- _PROMPT_
Using the material below, tally each line with the string "module" and report only the total.

- _DATASET RECORDS_
PR #384, opened 2025-04-11
feat: add `module-sync` condition

fisker:
[`module-sync`](https://nodejs.org/api/packages.html#conditional-exports)

### DIFF
--- a/package.json
+++ b/package.json
@@ -10,8 +10,9 @@
   "typings": "dist/src/meriyah.d.ts",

- _RESULT BELOW_
2